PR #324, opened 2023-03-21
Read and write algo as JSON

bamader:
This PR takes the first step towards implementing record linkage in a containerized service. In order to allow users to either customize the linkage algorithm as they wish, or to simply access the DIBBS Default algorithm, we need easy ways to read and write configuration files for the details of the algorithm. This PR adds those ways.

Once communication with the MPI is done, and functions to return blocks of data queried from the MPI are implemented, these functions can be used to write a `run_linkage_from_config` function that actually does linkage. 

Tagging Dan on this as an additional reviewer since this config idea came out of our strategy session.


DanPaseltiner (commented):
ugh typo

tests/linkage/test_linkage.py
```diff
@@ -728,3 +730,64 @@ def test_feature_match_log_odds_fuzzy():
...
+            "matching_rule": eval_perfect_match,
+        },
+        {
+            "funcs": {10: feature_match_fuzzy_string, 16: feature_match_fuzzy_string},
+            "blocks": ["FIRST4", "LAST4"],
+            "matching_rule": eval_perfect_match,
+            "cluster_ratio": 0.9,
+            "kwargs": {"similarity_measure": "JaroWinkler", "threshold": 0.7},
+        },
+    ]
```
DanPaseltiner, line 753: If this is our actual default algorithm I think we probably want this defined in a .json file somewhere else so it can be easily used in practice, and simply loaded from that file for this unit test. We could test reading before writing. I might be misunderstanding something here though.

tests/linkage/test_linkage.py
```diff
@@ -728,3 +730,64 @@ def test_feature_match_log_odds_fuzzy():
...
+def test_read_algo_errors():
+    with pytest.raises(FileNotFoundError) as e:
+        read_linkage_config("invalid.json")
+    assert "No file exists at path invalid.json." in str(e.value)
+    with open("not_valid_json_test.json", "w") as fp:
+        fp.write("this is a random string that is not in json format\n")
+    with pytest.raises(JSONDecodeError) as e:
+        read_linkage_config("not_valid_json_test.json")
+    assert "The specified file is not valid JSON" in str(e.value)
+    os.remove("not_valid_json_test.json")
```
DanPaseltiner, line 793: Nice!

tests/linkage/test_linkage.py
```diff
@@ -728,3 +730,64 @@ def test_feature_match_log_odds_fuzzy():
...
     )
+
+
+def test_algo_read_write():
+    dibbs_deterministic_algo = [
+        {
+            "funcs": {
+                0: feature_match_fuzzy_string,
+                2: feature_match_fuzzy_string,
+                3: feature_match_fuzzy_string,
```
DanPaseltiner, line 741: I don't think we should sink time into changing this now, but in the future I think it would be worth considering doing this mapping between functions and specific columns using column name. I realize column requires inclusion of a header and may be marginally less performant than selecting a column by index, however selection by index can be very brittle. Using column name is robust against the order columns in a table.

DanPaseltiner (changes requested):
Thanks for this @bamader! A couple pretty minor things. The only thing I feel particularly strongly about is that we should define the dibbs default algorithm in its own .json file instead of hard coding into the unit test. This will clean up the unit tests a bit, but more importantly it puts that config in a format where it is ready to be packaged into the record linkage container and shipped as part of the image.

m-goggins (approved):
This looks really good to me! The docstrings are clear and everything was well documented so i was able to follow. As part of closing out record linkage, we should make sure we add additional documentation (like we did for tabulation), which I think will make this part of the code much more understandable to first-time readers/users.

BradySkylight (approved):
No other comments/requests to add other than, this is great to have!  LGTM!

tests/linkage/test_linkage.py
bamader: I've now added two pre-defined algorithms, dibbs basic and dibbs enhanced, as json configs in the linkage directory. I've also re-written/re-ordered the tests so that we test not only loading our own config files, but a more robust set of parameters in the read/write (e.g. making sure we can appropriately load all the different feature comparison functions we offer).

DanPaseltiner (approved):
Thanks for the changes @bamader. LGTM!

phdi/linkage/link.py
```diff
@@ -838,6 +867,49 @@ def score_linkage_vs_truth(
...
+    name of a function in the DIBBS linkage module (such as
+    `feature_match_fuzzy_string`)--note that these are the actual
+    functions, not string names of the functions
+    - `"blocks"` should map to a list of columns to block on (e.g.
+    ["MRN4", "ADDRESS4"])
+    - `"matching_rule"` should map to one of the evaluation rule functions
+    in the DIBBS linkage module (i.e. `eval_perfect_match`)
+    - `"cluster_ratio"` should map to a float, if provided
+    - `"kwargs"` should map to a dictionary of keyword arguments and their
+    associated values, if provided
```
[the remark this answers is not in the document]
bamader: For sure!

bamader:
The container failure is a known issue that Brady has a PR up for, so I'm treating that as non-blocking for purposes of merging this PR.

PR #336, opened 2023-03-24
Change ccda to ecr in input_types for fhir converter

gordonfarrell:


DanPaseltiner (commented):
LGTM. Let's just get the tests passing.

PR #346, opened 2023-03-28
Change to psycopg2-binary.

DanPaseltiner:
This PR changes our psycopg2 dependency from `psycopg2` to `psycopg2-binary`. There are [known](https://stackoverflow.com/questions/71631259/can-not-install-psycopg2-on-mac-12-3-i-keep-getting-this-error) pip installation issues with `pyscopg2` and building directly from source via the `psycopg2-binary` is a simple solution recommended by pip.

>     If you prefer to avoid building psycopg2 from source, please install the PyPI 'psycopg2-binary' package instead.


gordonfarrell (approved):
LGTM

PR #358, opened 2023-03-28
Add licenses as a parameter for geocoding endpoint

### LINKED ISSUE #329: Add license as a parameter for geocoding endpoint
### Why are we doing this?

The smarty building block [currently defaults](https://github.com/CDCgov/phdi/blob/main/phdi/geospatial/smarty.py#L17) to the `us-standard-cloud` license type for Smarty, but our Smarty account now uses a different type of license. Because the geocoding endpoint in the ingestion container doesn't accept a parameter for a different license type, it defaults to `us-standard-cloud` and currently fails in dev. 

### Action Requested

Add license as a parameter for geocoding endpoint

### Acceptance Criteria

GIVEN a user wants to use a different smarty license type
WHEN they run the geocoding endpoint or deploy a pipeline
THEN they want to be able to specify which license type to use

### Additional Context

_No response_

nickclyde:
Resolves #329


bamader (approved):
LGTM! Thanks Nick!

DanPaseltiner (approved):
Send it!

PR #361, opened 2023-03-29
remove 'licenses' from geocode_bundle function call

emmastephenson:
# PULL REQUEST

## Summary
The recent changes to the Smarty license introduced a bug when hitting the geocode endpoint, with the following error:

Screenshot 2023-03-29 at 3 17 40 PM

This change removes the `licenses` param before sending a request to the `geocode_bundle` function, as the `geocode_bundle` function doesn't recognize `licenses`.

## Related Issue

- - -

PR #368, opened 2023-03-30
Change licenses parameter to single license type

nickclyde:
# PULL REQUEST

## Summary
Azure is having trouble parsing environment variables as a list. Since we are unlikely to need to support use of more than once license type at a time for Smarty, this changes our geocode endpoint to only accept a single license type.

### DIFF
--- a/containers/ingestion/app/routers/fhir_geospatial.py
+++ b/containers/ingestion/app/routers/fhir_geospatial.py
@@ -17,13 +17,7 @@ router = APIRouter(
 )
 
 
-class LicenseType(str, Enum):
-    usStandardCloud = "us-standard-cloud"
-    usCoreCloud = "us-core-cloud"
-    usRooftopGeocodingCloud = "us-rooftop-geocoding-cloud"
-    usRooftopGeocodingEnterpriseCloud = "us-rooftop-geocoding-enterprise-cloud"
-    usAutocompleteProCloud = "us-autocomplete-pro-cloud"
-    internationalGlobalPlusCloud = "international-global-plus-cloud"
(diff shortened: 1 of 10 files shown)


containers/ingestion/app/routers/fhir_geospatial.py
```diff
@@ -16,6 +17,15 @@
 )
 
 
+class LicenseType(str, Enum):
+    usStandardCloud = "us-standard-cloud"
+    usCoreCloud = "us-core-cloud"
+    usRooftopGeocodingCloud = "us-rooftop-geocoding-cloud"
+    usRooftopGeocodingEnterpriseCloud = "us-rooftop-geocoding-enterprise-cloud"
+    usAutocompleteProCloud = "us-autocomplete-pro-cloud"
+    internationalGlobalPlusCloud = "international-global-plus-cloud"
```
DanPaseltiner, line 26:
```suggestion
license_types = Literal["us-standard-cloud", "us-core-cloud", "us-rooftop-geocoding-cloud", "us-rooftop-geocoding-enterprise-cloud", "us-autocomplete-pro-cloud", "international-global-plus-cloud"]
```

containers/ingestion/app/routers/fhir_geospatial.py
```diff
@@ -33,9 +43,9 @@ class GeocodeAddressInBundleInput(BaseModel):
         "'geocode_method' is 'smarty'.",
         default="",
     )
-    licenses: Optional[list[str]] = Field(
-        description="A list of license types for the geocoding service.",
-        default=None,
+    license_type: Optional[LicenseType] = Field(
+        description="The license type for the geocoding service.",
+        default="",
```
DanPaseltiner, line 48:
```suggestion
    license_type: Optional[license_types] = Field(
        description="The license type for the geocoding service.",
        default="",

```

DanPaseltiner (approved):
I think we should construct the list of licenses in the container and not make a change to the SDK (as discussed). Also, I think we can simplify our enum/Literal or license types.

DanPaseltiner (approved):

- - -

* _Action item_
If a line above contains the word "international", list it.

* _Written reply_
-    internationalGlobalPlusCloud = "international-global-plus-cloud"
+    internationalGlobalPlusCloud = "international-global-plus-cloud"
license_types = Literal["us-standard-cloud", "us-core-cloud", "us-rooftop-geocoding-cloud", "us-rooftop-geocoding-enterprise-cloud", "us-autocomplete-pro-cloud", "international-global-plus-cloud"]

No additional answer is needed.